* **Task description**
Please restate the material below word for word, from the first line through the one that contains "This PR adds", inclusive.

* **Information supplied**
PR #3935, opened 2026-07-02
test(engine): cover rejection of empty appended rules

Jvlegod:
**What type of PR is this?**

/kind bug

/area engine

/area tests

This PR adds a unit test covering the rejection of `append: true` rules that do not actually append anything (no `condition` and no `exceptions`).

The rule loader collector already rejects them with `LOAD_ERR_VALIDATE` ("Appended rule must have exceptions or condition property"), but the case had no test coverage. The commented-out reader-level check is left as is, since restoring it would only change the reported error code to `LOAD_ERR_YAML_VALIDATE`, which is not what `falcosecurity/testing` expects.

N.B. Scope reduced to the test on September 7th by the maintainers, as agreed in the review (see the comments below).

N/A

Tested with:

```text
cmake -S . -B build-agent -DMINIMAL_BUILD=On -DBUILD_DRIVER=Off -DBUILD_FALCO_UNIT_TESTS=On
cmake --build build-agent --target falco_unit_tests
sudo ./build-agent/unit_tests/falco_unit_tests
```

* **Written answer**
PR #3935, opened 2026-07-02
test(engine): cover rejection of empty appended rules

Jvlegod:
**What type of PR is this?**

/kind bug

/area engine

/area tests

This PR adds a unit test covering the rejection of `append: true` rules that do not actually append anything (no `condition` and no `exceptions`).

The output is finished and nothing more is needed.